PR #10956, opened 2026-08-23
fix(oauth-provider): accept host-bearing custom-scheme native redirects

### LINKED ISSUE #10946: OAuth provider rejects Cursor's host-bearing cursor:// redirect URI

### Reproduction

Configure `@better-auth/mcp` with unauthenticated DCR enabled, then connect Cursor to the MCP resource. Cursor dynamically registers approximately this metadata:

```json
{
  "application_type": "web",
  "redirect_uris": ["cursor://anysphere.cursor-mcp/oauth/callback"],
  "token_endpoint_auth_method": "none",
  "grant_types": ["authorization_code", "refresh_token"],
  "response_types": ["code"]
}
```

Steps:

1. Enable the OAuth provider / MCP plugin with dynamic client registration.
2. Register a native public client whose `redirect_uris` include `cursor://anysphere.cursor-mcp/oauth/callback` (Cursor itself currently sends `application_type: web`; coerce or register as `native` first — this issue is the native validator, not web→native coercion).
3. Observe DCR return `invalid_redirect_uri`.

Cursor's client-side `application_type: web` bug is tracked separately: https://forum.cursor.com/t/cursor-does-not-send-application-type-native-when-registering-mcp-oauth-clients/136907

Following the steps above, I expected a native public client with a non-reserved custom-scheme redirect (including Cursor's host-bearing `cursor://` callback) to register successfully. Dangerous and network schemes (`javascript:`, `data:`, `http:`, `https:`, `ws:`, `wss:`, `file:`, …) must remain rejected, and the authorization request must still exactly match the registered URI.

What I observed: after treating the client as `native`, Better Auth 1.7.1 still rejects `cursor://anysphere.cursor-mcp/oauth/callback` because the native private-use validator requires a reverse-domain scheme and requires the naming authority/host to be omitted (`com.example.app:/callback`).

1.7.1 (`better-auth`, `@better-auth/mcp`, `@better-auth/oauth-provider`)

### System info

```bash
# Library-level DCR validator bug; not an app `betterAuth({...})` config issue.
# `npx auth info --json` is not applicable (no consumer app auth config).
Node.js: v24.19.0 (darwin arm64)
OS: macOS 15.5 (darwin 25.5.0)
better-auth: 1.7.1
@better-auth/mcp: 1.7.1
@better-auth/oauth-provider: shipped with 1.7.1
Cursor callback: cursor://anysphere.cursor-mcp/oauth/callback
```

- Backend
- Package

```ts
import { mcp } from "@better-auth/mcp";

  plugins: [
    mcp({
      loginPage: "/sign-in",
      // unauthenticated DCR enabled for MCP clients
    }),
  ],
});
```

### Additional context

RFC 8252 §7.1 *recommends* the authority-free reverse-domain form; it does not forbid host-bearing private-use URIs. Native MCP clients such as Cursor register the latter.

A scratch MCP authorization server interoperates with Cursor only by (1) coercing the DCR client to `application_type: native` in gateway middleware, and (2) accepting host-bearing custom-scheme redirects while still rejecting reserved schemes. With that, Cursor completes discovery → DCR → PKCE → consent → token → MCP tool call.

Fix: https://github.com/better-auth/better-auth/pull/10956

disbell:
## Summary

Native dynamic client registration currently requires private-use redirect URIs to be an **authority-free reverse-domain** URI (`com.example.app:/callback`). RFC 8252 §7.1 *recommends* that shape; it does not forbid a host.

Native MCP clients such as Cursor register URIs like `cursor://anysphere.cursor-mcp/oauth/callback`. Those fail `isReverseDomainPrivateUseRedirectUri` on three counts (host present, `//` form, scheme is not reverse-domain), so DCR returns `invalid_redirect_uri`.

This PR adds a **sibling** predicate, `isHostBearingPrivateUseRedirectUri`, and accepts either form for **native** clients. It does **not**:

- change `isReverseDomainPrivateUseRedirectUri`
- coerce `application_type: web` → `native` (Cursor sending `web` with a custom scheme remains a client bug)
- relax the reserved-scheme denylist (`file:`, `javascript:`, `data:`, `mailto:`, …)

CIMD documents that omit `application_type` already validate as native, so they pick up the host-bearing form automatically.

Closes #10946

## Test plan

- [x] `packages/core` unit tests for both predicates
- [x] `packages/oauth-provider` DCR: `cursor://…` and `com.example.app://host/callback` return 201 for `application_type: native`
- [x] RFC form `com.example.app:/callback` still 201
- [x] `myapp:/callback` (no host, not reverse-domain) still 400
- [x] reserved schemes still 400
- [x] same `cursor://` URI still 400 for `application_type: web` (no coercion)

## Notes for reviewers

**Correction (thanks @0-uddeshya-0):** current Cursor builds (observed on 3.13.25, macOS) **omit** `application_type` rather than send `web` — my original `web` observation was from an earlier build and not a controlled capture. An omitted value defaults to `web` per OIDC Registration §2, so the validator fix alone does not unblock a client that omits the field.

This PR therefore also adds `clientRegistrationDefaultApplicationType` (`"web"` default | `"native"` | `"infer"`): server-owned policy for the **absent** field only. `"infer"` classifies a dynamic registration as `native` only when every `redirect_uri` uses a non-http(s) scheme. A sent `application_type` is never overridden (no `web`→`native` coercion), managed clients and CIMD are unaffected, and the strict `"web"` default keeps stock behavior unchanged. Docs note that accepting period-free schemes like `cursor:` deviates from the RFC 8252 §7.1 SHOULD, mitigated by mandatory public-client PKCE.

Cursor's client-side half (sending a proper `application_type`) is tracked on their forum: https://forum.cursor.com/t/cursor-does-not-send-application-type-native-when-registering-mcp-oauth-clients/136907

Made with [Cursor](https://cursor.com)

---
## Summary by cubic
Accepts host-bearing custom-scheme redirect URIs for native OAuth clients and CIMD documents, and adds `clientRegistrationDefaultApplicationType` so current Cursor builds (which omit `application_type`) can register `cursor://` callbacks. Previously only authority-free reverse-domain URIs were accepted and omitted `application_type` always defaulted to `web`.

- `@better-auth/core`: adds `isHostBearingPrivateUseRedirectUri` and `isNativePrivateUseRedirectUri`, and treats `ws:`/`wss:` as non-private-use schemes.
- `@better-auth/oauth-provider`: validates native redirects with the union, rejects `ws:`/`wss:`, and keeps `web` clients with custom schemes returning `invalid_redirect_uri`.
- `@better-auth/oauth-provider`: adds `clientRegistrationDefaultApplicationType` (`"web"` default, `"native"`, or `"infer"`) for registrations that omit `application_type`; a sent `application_type` is never overridden and CIMD/managed clients are unaffected.
- `@better-auth/cimd`: validates redirects with the native union and keeps host-bearing `post_logout_redirect_uris` origin-bound.
- Docs and tests updated; reverse-domain authority-free remains the recommended private-use shape.

<sup>Written for commit 236e353c5020d802bf94ee3f0ac949d1f29eb9b4. Summary will update on new commits.</sup>

<a href="https://cubic.dev/pr/better-auth/better-auth/pull/10956?utm_source=github" target="_blank" rel="noopener noreferrer" data-no-image-dialog="true"><picture><source media="(prefers-color-scheme: dark)" srcset="https://www.cubic.dev/buttons/review-in-cubic-dark.svg"><source media="(prefers-color-scheme: light)" srcset="https://www.cubic.dev/buttons/review-in-cubic-light.svg">Review in cubic</picture></a>


disbell:
Greptile's CIMD note is from the first commit only (`cb077163`). The second commit (`0fbe9bc2`) already switches CIMD metadata validation to `isNativePrivateUseRedirectUri` and adds Cursor-style `cursor://` coverage in `packages/cimd`.

Follow-up just pushed: reject `ws://` / `wss://` as well (Cubic P2). Please re-review head.

disbell:
Follow-up at `438103788`:

- CIMD origin-binding now skips only for authorization `redirect_uris`. Host-bearing `post_logout_redirect_uris` stay origin-bound (Greptile’s remaining note).
- Dedicated Cursor DCR test now asserts `application_type: native` and the registered URI; dropped the duplicate accept-list entry.
- Documented that host-bearing private-use URIs require a path (`cursor://host` / query-only forms stay rejected).

Local `pnpm typecheck` is green on Node 24. Package tests for `core` / `oauth-provider` / `cimd` / `mcp` pass. Full `pnpm test` still has unrelated local failures (`redis-storage` missing vitest project `docs`, and `@better-auth/sso` SAML fixture generation returning undefined) — not caused by this change.

0-uddeshya-0:
Independent confirmation from a third deployment, plus one data point that may affect the "Notes for reviewers" section.

**Setup:** an MCP server on `better-auth` / `@better-auth/mcp` / `@better-auth/oauth-provider` 1.7.2, running on Cloudflare Workers with Neon Postgres. Same symptom as reported: Cursor could not register, and the client surfaced it only as a generic connection failure.

**The data point: current Cursor appears to OMIT `application_type` rather than send `web`.**

The issue body and this PR both state that Cursor registers with `application_type: "web"`. On Cursor 3.13.25 (macOS) I could not reproduce that. I tested with a local patch whose *only* effect on classification is the value passed as the **default** to `applyOAuthClientRegistrationDefaults` — it never overrides a value the client actually sent, since that helper resolves `client.application_type ?? default`.

Two registrations against that server, everything else identical:

```
# application_type omitted
POST /oauth2/register {"redirect_uris":["cursor://anysphere.cursor-mcp/oauth/callback"],
                       "token_endpoint_auth_method":"none", ...}
-> 201, application_type: "native"

# application_type explicitly "web"
POST /oauth2/register {"application_type":"web",
                       "redirect_uris":["cursor://anysphere.cursor-mcp/oauth/callback"], ...}
-> 400 invalid_redirect_uri
   "web clients require https redirect URIs on non-loopback hosts: cursor://anysphere.cursor-mcp/oauth/callback"
```

The real Cursor client then registered successfully against that same server and was stored as `application_type: native`, `token_endpoint_auth_method: none`, with `cursor://anysphere.cursor-mcp/oauth/callback` among its redirect URIs. Since an explicitly-sent `"web"` is provably still rejected there, Cursor cannot have sent `"web"` — it must have omitted the field.

Before the change, that same client failed with the **web-branch** error above, which is what an omitted `application_type` produces via the OIDC DCR default.

**Why this matters here:** if current Cursor omits the field, then this PR's validator fix alone will not unblock it — the omitted value defaults to `web`, and the https-only rule rejects the URI before `isHostBearingPrivateUseRedirectUri` is ever consulted. That would make the "and either Cursor sending `native` or the AS rewriting the registration" caveat the binding constraint for every operator on a current Cursor build, rather than an edge case.

It might be worth a `defaultApplicationType` option (`"web"` default, plus an opt-in `"infer"` that classifies a registration as native only when *every* `redirect_uri` is a non-http(s) scheme), so operators can close the remaining half without patching `node_modules`. That would keep this PR's scope intact and leave strict behaviour as the default.

Two caveats on my side: Cursor may simply have changed between builds, so both observations can be correct for different versions — worth pinning the version in the issue either way. And I have not yet run this against your branch; happy to test `cursor://…` end to end (discovery → DCR → PKCE → consent → token → `tools/call`) against it and report back if that is useful.

For reference, RFC 8252 §7.1 also says authorization servers "SHOULD" reject private-use schemes containing no period, which `cursor:` does not have. So accepting it is a deliberate deviation from that recommendation rather than a pure bug fix — defensible, in my view, precisely because this provider already refuses any public-client authorize request without `code_challenge` (`pkce is required for public clients`), which is the control that makes an intercepted code unusable. Might be worth stating explicitly in the docs for the option.

disbell:
@0-uddeshya-0 Thank you — this is an excellent catch, and your explicit-`web` A/B is more rigorous than my original observation. Confirmed against this branch: dynamic DCR defaults an omitted `application_type` to `web` (`applyOAuthClientRegistrationDefaults(..., "web")` in `packages/oauth-provider/src/register.ts`), so the web-branch https rule fires before the new predicate is ever consulted; only CIMD registrations preserved the absence. On a Cursor build that omits the field, the validator fix alone did not unblock plain DCR — you're right that the caveat was the binding constraint, not an edge case.

**Your suggestion is now implemented on this branch** (`236e353c5`):

- `clientRegistrationDefaultApplicationType?: "web" | "native" | "infer"` on the provider options (flows through `@better-auth/mcp` automatically since `McpOptions extends OAuthOptions`).
- `"web"` remains the default — stock behavior is byte-for-byte unchanged. `"infer"` classifies a dynamic registration as `native` only when **every** `redirect_uri` uses a non-http(s) scheme, exactly as you proposed.
- A sent `application_type` is never overridden (it only fills the absent field via `client.application_type ?? default`), and it applies to dynamic registration only — managed clients and CIMD are untouched.
- Tests cover: omitted + `cursor://` → 201 `native` under `infer`; mixed custom+https set stays `web` (and 400s); explicit `web` + `cursor://` still 400s under `infer`; unset option keeps the strict default.
- Docs now state the RFC 8252 §7.1 deviation explicitly: accepting period-free schemes like `cursor:` departs from the SHOULD, mitigated by this provider's mandatory PKCE for public-client authorization requests (`isPKCERequired` returns required unconditionally for `token_endpoint_auth_method: "none"`).

I've also corrected the PR description: the unqualified "Cursor sends `application_type: web`" claim is gone, replaced with your pinned observation (omitted on 3.13.25) — my original was from an earlier build and not a controlled capture, so both may have been true across versions, as you said.

Your end-to-end offer would be very useful — especially discovery → DCR → PKCE → consent → token → `tools/call` on 3.13.25 against this branch with `clientRegistrationDefaultApplicationType: "infer"` set, since that's the configuration that proves the full path without any `node_modules` patching. I'd be glad to cite the result here.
──────────────────────────────
- _Task to carry out_
In the listing above, transcribe exactly everything from the line containing "3. Observe DCR" down to the line containing "Following the steps", including both and nothing more.

- _Answer for the task_
3. Observe DCR return `invalid_redirect_uri`.

Cursor's client-side `application_type: web` bug is tracked separately: https://forum.cursor.com/t/cursor-does-not-send-application-type-native-when-registering-mcp-oauth-clients/136907

Following the steps above, I expected a native public client with a non-reserved custom-scheme redirect (including Cursor's host-bearing `cursor://` callback) to register successfully. Dangerous and network schemes (`javascript:`, `data:`, `http:`, `https:`, `ws:`, `wss:`, `file:`, …) must remain rejected, and the authorization request must still exactly match the registered URI.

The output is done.